There are duplicate implementations of low-level functions like checksumming. The estimated size is tens of kilobytes, so we won’t mind that as long as the linker is able to resolve everything.

Solution outline

To integrate the projects the steps will be in a script that will basically:

  • clone the ntfs2btrfs.git repository
  • configure it and build with some sane options (preferring maximum compatibility)
  • grab the resulting .o files
  • link btrfs-convert and the .o files

The last point can be tricky and the missing part is how to hand over the functionality.

Create the entry point

The entry point of the standalone ntfs2btrfs utility is main so we need to inject a public function that will not be a mangled as symbol, export it in a header and use it from btrfs-convert.

Also we may need to translate the user options set as command line options. They’ll be parsed in the ntfs2btrfs project and passed as parameters to the glue function and mapped to the conversion options if possible. There’s some feature mismatch so this is not 1:1.

Minimal glue function (:

extern "C" {
        void convert_entry(const char *fn_c) {
                enum btrfs_compression compression;
                enum btrfs_csum_type csum_type;
                bool nocsum = false;

                csum_type = btrfs_csum_type::crc32c;
                compression = btrfs_compression::none;

                string fn(fn_c);
                ntfs dev(fn);

                convert(dev, compression, csum_type, nocsum);
        }
}

This can be appended/included to the main file so it lives in the scope of the ntfs2btrfs where its main() is, so we have access to the translation unit static and global variables (that can store the representation of the command line options).

echo '#include "convert-entry.c"' >> "ntfs2btrfs.git/src/ntfs2btrfs.cpp"

Symbol name mangling is avoided by extern "C", otherwise the parameters are set to defaults for simplicity. The path of the file/device must be translated to a C++ string but this happens inside the glue function, no interoperability problems. After creation of the filesystem object ntfs we can finally hand control to convert().

There are some assumptions. The conversion detects the NTFS signature and does other validation of the image as we’ll call that from btrfs-convert unconditionally.

What about the two main()s

Actually this is not hard at all. Linkage is done by comparing plain string representations, so we’ll just edit it as needed. The colliding symbol name is main so let’s rename it to MAIN. This is a standard symbol in C++ that’s not mangled so we can simply find in the right .o file and change it. We can use sed.

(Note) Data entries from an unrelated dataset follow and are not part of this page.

PR #4651, opened 2023-06-22
Share button

aliabid94:
Creates shareable button attached to Image, Gallery, Chatbot, Audio, Video.
Automatically set to True on Spaces. See example code below.

To test locally:
1) replace `https://huggingface.co/uploads` with `https://radames-temp-proxy.hf.space/https://huggingface.co/uploads` in utils.ts (to avoid CORS error)
2) no dev mode, need to `pnpm run build` to avoid CORS error
3) replace kitchen_sink/run.py with code below (to use example files)

Should also test on spaces using built package for gradio version (can be found in requirements.txt of https://huggingface.co/spaces/gradio-pr-deploys/pr-4651-all-demos)

Screen Shot 2023-06-26 at 11 22 49 PM

```python
import gradio as gr
import os
os.environ['SYSTEM'] = "spaces"
os.environ['SPACE_ID'] = "aliabid94/audiotest100"


with gr.Blocks() as demo:
    with gr.Row():
        with gr.Column():
            text = gr.Textbox()
            num = gr.Slider()
            radio = gr.Radio(["a", "b", "c"], value="a")
            file = gr.File()
            btn = gr.Button("Run")
        with gr.Column():
            img = gr.Image()
            audio = gr.Audio()
            video = gr.Video()
            gallery = gr.Gallery()
            chatbot = gr.Chatbot()

    btn.click(
        lambda *args: [
            "files/lion.jpg",
            "files/cantina.wav",
            "files/world.mp4",
            ["files/lion.jpg", "files/tower.jpg"],
            [["Hey", "I'm bot"], ["I'm human", "Ok"]],
        ],
        [text, num, radio, file],
        [img, audio, video, gallery, chatbot],
    )

if __name__ == "__main__":
    demo.launch()
```  

Closes: #2749


gradio/components/audio.py
```diff
@@ -86,6 +87,7 @@ def __init__(
             elem_id: An optional string that is assigned as the id of this component in the HTML DOM. Can be used for targeting CSS styles.
             elem_classes: An optional list of strings that are assigned as the classes of this component in the HTML DOM. Can be used for targeting CSS styles.
             format: The file format to save audio files. Either 'wav' or 'mp3'. wav files are lossless but will tend to be larger files. mp3 files tend to be smaller. Default is wav. Applies both when this component is used as an input (when `type` is "format") and when this component is used as an output.
+            shareable: If True, will allow user to share generation on Hugging Face Spaces Discussions. Can also provide a list of strings and Components that will be concatenated into the title post.
```
abidlabs, line 90: This docstring should include the behavior when `shareable` is `None` (default). Also, it's not clear to me what the behavior is when `shareable` is set to `True` (what is the title in that case?). Also, how does this concatenation happen?

I feel like this parameter is doing too much. What do you think about separating it into `show_share_button` (which mirrors the `show_copy_button` that other components have) and a separate `share_post_title` parameter?

```suggestion
            shareable: If True, will allow user to share generation on Hugging Face Spaces Discussions. Can also provide a list of strings and Components that will be concatenated into the title post.
```

js/app/src/Blocks.svelte
```diff
@@ -420,6 +437,53 @@
...
 				});
+
+			// share events
+			const FORM_INPUTS = [
+				"checkbox",
+				"dropdown",
+				"number",
+				"textbox",
+				"radio",
+				"slider"
```
abidlabs, line 448: This is not super maintainable especially with community components down the road. This is basically why we were designing the mixin to get the serialized values from the components

abidlabs: I'm wondering whether we should even support custom titles at this point? Perhaps for the v1, we simply use the filename as the custom title and then allow customization down the road depending on usage of the feature, WDYT?

abidlabs:
Btw I noticed that when images or audio are shared, they preview nicely in the discussion post. However, video does not because the `<video>` html tags are not included

image

abidlabs:
It would be good to add a note in this section https://gradio.app/sharing-your-app/#hosting-on-hf-spaces about changes that automatically apply when apps are deployed to Spaces -- so that if users are wondering how to enable/disable the button, they can find it in the docs easily

pngwn (commented):
I'm not a fan of this feature in its current form for a few reasons:

1. I think it clutters the UI. If we to add this then I think we should use the standard share arrow and lose the text. We don't have text labels for any other icons the smileys everywhere look very pushy. I also think we should position it somewhere else, not where out normal UI icons go but in another corner.
2. I don't think this is really very maintainable, every component has its own share icon. It is similar to the StatusTracker issue, updating it is a nightmare. This also impacts custom components, is every custom component expected to implement a share icon in order to get that functionality? I think this needs rethinking.
3. I don't think that sharing individual outputs makes sense in a lot of cases, a lot of the time those outputs are bound together and it makes sense to share them together. We could expand the API for this but then having the button on a specific component doesn't make much sense.
4. No ability for other kinds of sharing and no API to implement a custom share function (to share on twitter for example)

If we are ok with 3 & 4 then thats fine, it isn't a hill i'll die on. I do feel more strongly about 1 & 2 though.

aliabid94:
@pngwn @freddyaboulton @radames @gary149 @apolinario @abidlabs 
To consolidate the feedback across Slack (thread [1](https://huggingface.slack.com/archives/C02SPHC1KD1/p1686782633136469) and [2](https://huggingface.slack.com/archives/C02SPHC1KD1/p1687903366933109)) and here, here's I think a compromise of the remaining requests:
1. Some folks have been asking to make the button more prominent and others less prominent, so I will remove the label "Share" from the share button, but otherwise keep the colored icon that matches the Community icon.
2. Will make the shared post only create the body of the post from the shared component. No automatically generated title.
3. In a future PR, will add a `.share` listener that can create a completely customizable share action. When this is implemented, then in non-Space environments, the share button will use the standard share arrow. Will probably look like this in the future:
```python
with gr.Blocks() as demo:
  input_img = gr.Image()
  edit_command = gr.Textbox()
  output_image = gr.Image()

  def share(img, cmd, out):
    return f"Edit with {cmd}", f"""
      Input image: {img}, 
      Command: {cmd}
      Output image: {out} 
    """
  output_image.share(share, [input_img, edit_command, output_image])
```

aliabid94:
Implemented the above. I do think the share icon looks weird now, its unclear what it does and the color pops out a lot more. Maybe the text label could appear on hover? (I did add a hover tooltip as a `title=` but it takes time to appear) 

Screen Shot 2023-06-28 at 4 36 31 PM

@gary149 @pngwn lemme know what you guys think would make this look best. Otherwise this PR is ready.

aliabid94:
> Btw I noticed that when images or audio are shared, they preview nicely in the discussion post. However, video does not because the `<video>` html tags are not included

HF discussion bug, HTML video elements render weird, have to use URL.

pngwn:
> Implemented the above. I do think the share icon looks weird now, its unclear what it does and the color pops out a lot more. Maybe the text label could appear on hover? (I did add a hover tooltip as a title= but it takes time to appear)

This is why I think a classic share icon might be best. We can add a hover but users on mobile won't see it.

abidlabs:
> This is why I think a classic share icon might be best. We can add a hover but users on mobile won't see it.

I agree the classic share icon in grayscale is better, so that we can add sharing to Twitter, etc. in the future

Overall, I like the approach in this PR of adding to individual components for now, we can add the ability to handle more advanced sharing later on. Is it ready for a re-review @aliabid94?

aliabid94:
Changed to this:
Screen Shot 2023-06-29 at 5 16 59 PM

If we feel this is too subtle, we can ask Space developers to add "Don't forget to share your generations with the community via the share icon" text on their apps manually at first.

CHANGELOG.md
```diff
@@ -6,6 +6,7 @@
 - Spaces Duplication built into Gradio, by [@aliabid94](https://github.com/aliabid94) in [PR 4458](https://github.com/gradio-app/gradio/pull/4458)
 - The `api_name` parameter now accepts `False` as a value, which means it does not show up in named or unnamed endpoints. By [@abidlabs](https://github.com/aliabid94) in [PR 4683](https://github.com/gradio-app/gradio/pull/4683)
 - Added support for `pathlib.Path` in `gr.Video`, `gr.Gallery`, and `gr.Chatbot` by [sunilkumardash9](https://github.com/sunilkumardash9) in [PR 4581](https://github.com/gradio-app/gradio/pull/4581).
+- Spaces sharing built into Gradio, by [@aliabid94](https://github.com/aliabid94) in [PR 4651](https://github.com/gradio-app/gradio/pull/4651)
```
abidlabs, line 9:
```suggestion
- The `gr.Video`, `gr.Audio`, `gr.Image`, and `gr.Gallery` components now include a share icon when deployed on Spaces. This behavior can be modified by setting the `shareable` parameter in the component classes. by [@aliabid94](https://github.com/aliabid94) in [PR 4651](https://github.com/gradio-app/gradio/pull/4651)
```

abidlabs: Can you include a screenshot here? This is a major UI change

gradio/components/audio.py
```diff
@@ -86,6 +87,7 @@ def __init__(
             elem_id: An optional string that is assigned as the id of this component in the HTML DOM. Can be used for targeting CSS styles.
             elem_classes: An optional list of strings that are assigned as the classes of this component in the HTML DOM. Can be used for targeting CSS styles.
             format: The file format to save audio files. Either 'wav' or 'mp3'. wav files are lossless but will tend to be larger files. mp3 files tend to be smaller. Default is wav. Applies both when this component is used as an input (when `type` is "format") and when this component is used as an output.
+            shareable: If True, will allow user to share generation on Hugging Face Spaces Discussions.
```
abidlabs, line 90:
```suggestion
            shareable: If True, will show a share icon in the corner of the component that allows user to share outputs to Hugging Face Spaces Discussions. If False, icon does not appear. If set to None (default behavior), then the icon appears if this Gradio app is launched on Spaces, but not otherwise.
```

abidlabs: I think we should rename this to `show_share_button` because it is more consistent with the `show_copy_button` parameter which behaves similarly

guides/01_getting-started/03_sharing-your-app.md
```diff
@@ -33,14 +33,19 @@ Share links expire after 72 hours.
...
+
 2. From your browser: Drag and drop a folder containing your Gradio model and all related files [here](https://huggingface.co/new-space).
+
 3. Connect Spaces with your Git repository and Spaces will pull the Gradio app from there. See [this guide how to host on Hugging Face Spaces](https://huggingface.co/blog/gradio-spaces) for more information. 
 
 <video autoplay muted loop>
   <source src="/assets/guides/hf_demo.mp4" type="video/mp4" />
 </video>
 
+Note: Some components, like `gr.Image`, will display a "Share" button only on Spaces, so that users can share generated output easily. You can disable this via `gr.Image(shareable=False)`
```
abidlabs, line 47: Include screenshot here as well

abidlabs, line 47:
```suggestion
Note: Some components, like `gr.Image`, will display a "Share" button only on Spaces, so that users can share the generated output to the Discussions page of the Space easily. You can disable this via `gr.Image(shareable=False)`
```

abidlabs:
@aliabid94 this is really cool! Some minor UI feedback:

* When sharing video files, it took a few seconds before anything happened. That could be confusing for users. Could we add some visual feedback (e.g. icon faded out) while the file is uploading?
* Sometimes, an incompatible file format is generated by the component. For example, in the `stt_or_tts` demo, a .flac audio file is shown on the output. When you try to share this file, the UI silently fails. It would be better if either an error modal appeared saying that "Only PNG, JPG, JPEG, GIF, MP4, MOV, QT, WEBM, MP3, MPGA, WAV files are supported" or (even better imo) the share icon did not appear if the file format was incompatible
* If the Gallery component has scroll bars, the positioning of the share icon feels a bit off:

Otherwise, looks and works great!

abidlabs (approved):

pngwn (approved):
Frontend looks good to me! I'd like us to have a better way to pass this kind of thing in in the future but it was wait for a followup/ refactor.

js/video/src/StaticVideo.svelte
```diff
@@ -59,21 +63,37 @@
...
 		>
 			<IconButton Icon={Download} label="Download" />
 		</a>
+		{#if shareable}
+			<IconButton
+				Icon={Community}
+				label="Share"
+				on:click={async () => {
+					if (!value) return;
+					let url = await uploadToHuggingFace(value.data, "url");
```
freddyaboulton, line 80: I'm confused how this works 😅 

If you load an example video from the cache it will be base64 but the upload still seems to work even though we treat it as url?

From the video_component demo: 
image

js/chatbot/src/ChatBot.svelte
```diff
@@ -82,6 +86,31 @@
...
+			Icon={Community}
+			label="Share"
+			on:click={async () => {
+				if (value === null) return;
+				const formatted_chat = await format_chat_for_sharing(value);
+				let title = "";
+				if (shareable === true) {
+					for (let msg of value[0]) {
+						if (msg !== null && typeof msg === "string") {
+							title = msg;
```
freddyaboulton, line 101: For consistency with other components we should not be setting the title for the discussion post

freddyaboulton (commented):
Fire PR @aliabid94 ! Thanks for consolidating all the feedback from all the different sources!

I left some comments (mainly around gallery). The one thing missing is a global way to disable sharing.

js/gallery/src/Gallery.svelte
```diff
@@ -248,6 +254,31 @@
 			{/each}
 		</div>
 	</div>
+	{#if shareable}
```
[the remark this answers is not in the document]
aliabid94: Believe this was because the shared content did not have flex wrap, so it got cut off. Fixed.

gradio/components/audio.py
aliabid94: Done above, except:

> shareable=True does not work if you are not on spaces

if a user is going out of their way by setting show_share_button=True outside of a Space, it is presumably to just see what the button will look like on Spaces. I don't think it's necessary to handle what to do on click yet, now just has an Error modal, in the future when we add custom share listeners we can handle better.

js/video/src/StaticVideo.svelte
aliabid94: Weird! Seems like you can `fetch()` a base64 string just like a url and it just returns the data haha! works on safari firefox and chrome so its standard behaviour. We shouldn't return base64 at all though for cached content, that's a lot of video content to convert to base64

aliabid94:
Should've addressed everything, except a global `show_share_button=False`. We don't have a concept of accessing Blocks level configuration from within a component yet - if users complain about this we can consider it then.,

Can I get a re-review @abidlabs

abidlabs:
All of my comments seem to have been addressed, thanks @aliabid94!

Just noticed a few other small issues when testing it out:

1. When sharing the audio from the `audio_debugger` tab in the deployed PR, nothing happens when I click the share button

2. When sharing the gallery from the `fake_gan` demo, I get this error even though it was working before:

image

3. Video works now!

4. When trying sharing locally, I get a pretty cryptic error message. It would be better to say that sharing is only supported if you host your demo on Spaces (and link to https://hf.space if possible from the modal)

image

abidlabs (approved):
LGTM @aliabid94! Thanks for addressing all of the feedback. One tiny thing is that the Gallery sometimes takes a while to upload for me, but that might just because it has to upload all of the images in series. Something we can try to optimize later on, but this PR is great

aliabid94:
>  One tiny thing is that the Gallery sometimes takes a while to upload for me, but that might just because it has to upload all of the images in series

Can't really parallelize download / uploads, network bandwidth is a fixed bottleneck. The reason the Gallery uploads take a while in the fake_gan scenario is that these are URLs for some large images, and we need to download each file, convert to a blob, and re-upload the file to hf.co/uploads. hf.co/uploads can't take a direct URL so we need to do this extra step.

freddyaboulton:
It's probably the same problem as https://github.com/gradio-app/gradio/issues/4841

pngwn:
@catboxanon Yeah this introduced some nasty performance issues for large apps. I'll be fixing this this week.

$ nm build/.../ntfs2btrfs.o | grep main
00000000000140ed T main
...
$ sed -i -e 's/main/MAIN/' build/.../ntfs2btrfs.o
$ nm build/.../ntfs2btrfs.o | grep MAIN
00000000000140ed T MAIN
...

This is crude and renames several other symbols like lambdas and templates of std::basic_string (00000000000174c9 t std::__cxx11::basic_string<MAIN::{lambda()#1}::operator()() const::FMT_COMPILE_STRING::char_type, ...). I haven’t found a standard utility to that so sed it is, fortunately there’s no other string main in the binary e.g. in an error message.

Final link

No remaining problems, we have a bunch of .o files, no conflicting symbol names, one executable entry point main and one final binary. So we now can link btrfs-convert with all the other objects. This is basic makefile integration, not that interesting, also some conditional build support in the btrfs-convert sources. With everything in place

$ ./btrfs-convert --help
...
    Supported filesystems:
        ext2/3/4: yes
        reiserfs: no
        ntfs: yes
$ mkfs.ntfs /dev/sdx
$ ./btrfs-convert /dev/sdx
btrfs-convert from btrfs-progs v6.12
...
Using CRC32C for checksums.

And the last question: does anybody what that?